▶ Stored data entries
Issue #8084, opened 2026-04-09
A question about possibly false positive for "changed id between passes" warning (due to intentional widget removal or drag and drop)


leosat:
Hi, @emilk !

I've updated for the new egui version (from 0.33* to 0.34*) recently and faced numerous "changed id between passes" warnings. 

https://github.com/emilk/egui/blame/86a7f47738b70e0b5c39950ca0962ee79e128033/crates/egui/src/context.rs#L4383

While some of those hits were indeed helping with unstable ID issues, some others seem inapplicable: 

Example: I have a list of items, **each having stable ui ID not attached to item position in list(I need to retain its state agnostically to position in list)** and **remove (or drag and drop )** one of them, so that others shift and take the position of the removed one. The widget removal in original position is the intent, but I get the warning.

Since the warning states "changed id between passes", my initial expectation was that the problem was in multipass execution, but I've checked that **I have only 1 pass per frame**, e.g. do not modify the ui between sizing pass and rendering pass.

I do the removal while in the parent widget ui closure, I suppose that should be workable for egui... 

If I'm correct and that is an inevitable false positive, is there a way to **suppress it for particular cases only**?.

// I recheck if can bypass the issue by wrapping with ui.push_id(it_index, ... ) and making id not changing, it helps with some cases, but since the layout changes after deletion - it will not generally help (e.g. still get warning for a dnd-target widget located at the end of the list).

WhitePetal:
I also encountered a similar problem. I would like to ask you how you solved it at that time? please

PR #8316, opened 2026-07-15
Fix changing widget IDs and false-positive ID change warnings across passes

### LINKED ISSUE #8092: warn_if_rect_changes_id false positive with virtualized egui_extras::Table
## Summary

`warn_if_rect_changes_id` produces false positives (red debug outlines) when scrolling a virtualized `egui_extras::TableBuilder` table.

## What happens

`egui_extras::TableBuilder` virtualizes rows: only visible rows are laid out each frame. When the user scrolls, a screen `Rect` that previously belonged to row N now belongs to row M. The inner `Ui` container for each cell (`UiKind::TableCell`) gets a different `Id` because it's a different logical row.

`warn_if_rect_changes_id` sees:
- Same `Rect`
- Different `Id`
- Same `parent_id` (the table body)

…and draws a red debug outline, treating it as widget id-instability.

For `TableCell` containers this is a **false positive**: no user widget state is being confused. The id change is expected — it's just a different row occupying the same screen slot after scroll.

## Reproduction

Any `egui_extras::TableBuilder` with enough rows to scroll will show red debug outlines on cells during/after scrolling in debug builds.

```rust
egui_extras::TableBuilder::new(ui)
    .id_salt("my_table")
    .column(Column::auto())
    .body(|body| {
        body.rows(20.0, 200, |mut row| {
            row.col(|ui| {
                ui.label(format!("Row {}", row.index()));
            });
        });
    });
```

Scroll the table → red outlines appear on cells.

## Analysis

The existing filters in `warn_if_rect_changes_id` don't cover this case:

1. **"at least one id stayed the same"** — No, the row changed, so the cell container id changed too
2. **"all previous ids still exist"** — No, the old row's cell is no longer laid out (virtualized away)
3. **"all parent_ids changed"** — No, parent is the same table body `Ui`

All three filters pass, so the warning fires. But it's semantically wrong — this is normal virtualization behavior, not a bug.

## Possible fix directions

The root cause is that `warn_if_rect_changes_id` has no way to distinguish "widget whose id is unstable (bug)" from "virtual container that legitimately maps different logical content to the same screen rect (normal)".

Some ideas (not prescriptive):

- **Tag approach**: `WidgetRect` could carry an `Option<UiKind>` so the check can skip `TableCell ↔ TableCell` transitions. Cost: 0 bytes (fits in existing padding on 64-bit). Downside: threads `UiKind` through all `WidgetRect` construction sites.
- **Sense-based heuristic**: skip the warning when all conflicting widgets have `Sense::hover()` (Ui containers, not interactive widgets). Less precise.
- **Opt-out flag**: let `TableBuilder` (or any virtualizing container) mark its child `Ui`s as "expect rect reuse", suppressing the check for those rects.

## Workaround

We currently vendor egui 0.34.1 and patch `warn_if_rect_changes_id` with the tag approach (adding `ui_kind: Option<UiKind>` to `WidgetRect`). It works but feels heavy for a debug-only check — would prefer an upstream solution.

## Version

egui 0.34.1

vlansco:

Closes #8092.
Related to #8084.

Virtualized tables could shift the parent UI's automatic ID sequence between sizing and rendering passes.

`StripLayout::skip_space` represented non-visible rows using `allocate_rect(..., Sense::hover())`. This preserved the scroll extent, but also registered a hover widget and consumed an automatic widget ID. When virtual buffers differed between passes, subsequent table widget IDs changed and triggered warnings such as:

> Widget rect changed id between passes

Multi-pass and data-driven layouts can also legitimately move existing widgets into vacated rects or intentionally replace all widgets within a region. These cases could produce the same warning even though the widget IDs were stable or the replacement was intentional.

This PR:

- uses `expand_to_include_rect` for virtual row buffers, preserving the scroll extent without registering a widget or consuming an automatic ID;
- assigns deterministic IDs to table header, body, and cell UIs;
- avoids warnings when an existing widget moves into a rect vacated during the previous pass, while retaining warnings for genuinely new IDs replacing widgets in place;
- adds `Context::allow_widget_id_changes_in` as a pass-local, rect-scoped exclusion for regions that intentionally replace their widget set;
- adds regression coverage for virtual spacer extent, automatic ID preservation, moved widgets, genuine replacements, and scoped exclusions.

There are no intended visual changes. The only public API change is `Context::allow_widget_id_changes_in`, which affects this diagnostic only; it does not change duplicate-ID checks or widget interaction.

### Testing

- `cargo test -p egui -p egui_extras`
- `cargo clippy -p egui -p egui_extras --all-targets --all-features -- -D warnings`
- `cargo fmt --all -- --check`

Screenshots are not applicable because these changes do not affect visual output.


vlansco:
@emilk @lucasmerlin The branch is now current with `main`; the current head is `72bbe54`, and the final diff remains limited to four source files with no workflow changes.

The corresponding workflows passed in the fork:
- Rust: https://github.com/vlansco/egui/actions/runs/33842170153
- Git LFS check: https://github.com/vlansco/egui/actions/runs/33842170129

GitHub has left the upstream `pull_request` workflows awaiting maintainer approval (`action_required`), which I cannot approve as an outside contributor.

Would you mind approving those workflows and reviewing the PR when convenient?

This addresses #8092 and the scoped-suppression case discussed in #8084.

▶ EXERCISE DESCRIPTION
The line above containing "in debug builds.", the line containing "could carry an", and every line between them are to be transcribed exactly; no other line is wanted.

▶ FINAL ANSWER
Any `egui_extras::TableBuilder` with enough rows to scroll will show red debug outlines on cells during/after scrolling in debug builds.

```rust
egui_extras::TableBuilder::new(ui)
    .id_salt("my_table")
    .column(Column::auto())
    .body(|body| {
        body.rows(20.0, 200, |mut row| {
            row.col(|ui| {
                ui.label(format!("Row {}", row.index()));
            });
        });
    });
```

Scroll the table → red outlines appear on cells.

## Analysis

The existing filters in `warn_if_rect_changes_id` don't cover this case:

1. **"at least one id stayed the same"** — No, the row changed, so the cell container id changed too
2. **"all previous ids still exist"** — No, the old row's cell is no longer laid out (virtualized away)
3. **"all parent_ids changed"** — No, parent is the same table body `Ui`

All three filters pass, so the warning fires. But it's semantically wrong — this is normal virtualization behavior, not a bug.

## Possible fix directions

The root cause is that `warn_if_rect_changes_id` has no way to distinguish "widget whose id is unstable (bug)" from "virtual container that legitimately maps different logical content to the same screen rect (normal)".

Some ideas (not prescriptive):

- **Tag approach**: `WidgetRect` could carry an `Option<UiKind>` so the check can skip `TableCell ↔ TableCell` transitions. Cost: 0 bytes (fits in existing padding on 64-bit). Downside: threads `UiKind` through all `WidgetRect` construction sites.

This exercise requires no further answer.